───── EXERCISE INPUT

Issue #291, opened 2018-07-10
"optional" instance data key not being interpreted


darkvertex:
In pyblish-lite it's easy enough to set `.data['optional'] = False` to make an instance mandatory, but it seems to not be handled any differently in `pyblish-qml`.

Is this a known issue? I couldn't find an open ticket about it.

Any hint where in the code the problem might be? (Unless it's an easy/obvious fix to do on your end.)

I looked a bit and maybe it's not here, but I thought it was weird that in:
https://github.com/pyblish/pyblish-qml/blob/master/pyblish_qml/qml/List.qml#L24
```
        active: object.optional
```
It's strange to me that the listitem being "active" is driven by the object's "optional" attribute, no? (Forgive me if I'm misinterpreting as my QML chops are low.)

tokejepsen:
Are you talking about a plugin or instance?

Plugins use ```optional``` and ```active``` data members to determine if the plugin is optional (togglable) and active (toggled by default or not)

Instances are always optional. The data member ```publish``` determines whether an instance is toggled by default or not.

darkvertex:
I'm talking about an Instance.

> Instances are always optional.
In pyblish-lite they can be non-toggleable/non-optional if `instance.data['optional'] = False`. (Usually this is combined with `instance.data['publish'] = True` to make sure they appear toggled ON.)

mottosso:
I'm also quite surprised that functionality existed in Lite, but it sounds useful. Happy to see this implemented in QML.

darkvertex:
> I'm also quite surprised that functionality existed in Lite

![pyblishlite_mandatory_instances](https://user-images.githubusercontent.com/941331/42574696-088bdfa8-84ed-11e8-844d-1ec787851f6f.gif)

I found it by pure curiosity when making my first few Pyblish publishers (for which I initially used "lite") and when it worked as well as it did, I just assumed it was a feature! haha. :laughing:

darkvertex:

──────────

Find the lines in the entries above where "existed" occurs, and copy each of them.

I'm also quite surprised that functionality existed in Lite, but it sounds useful. Happy to see this implemented in QML.
> I'm also quite surprised that functionality existed in Lite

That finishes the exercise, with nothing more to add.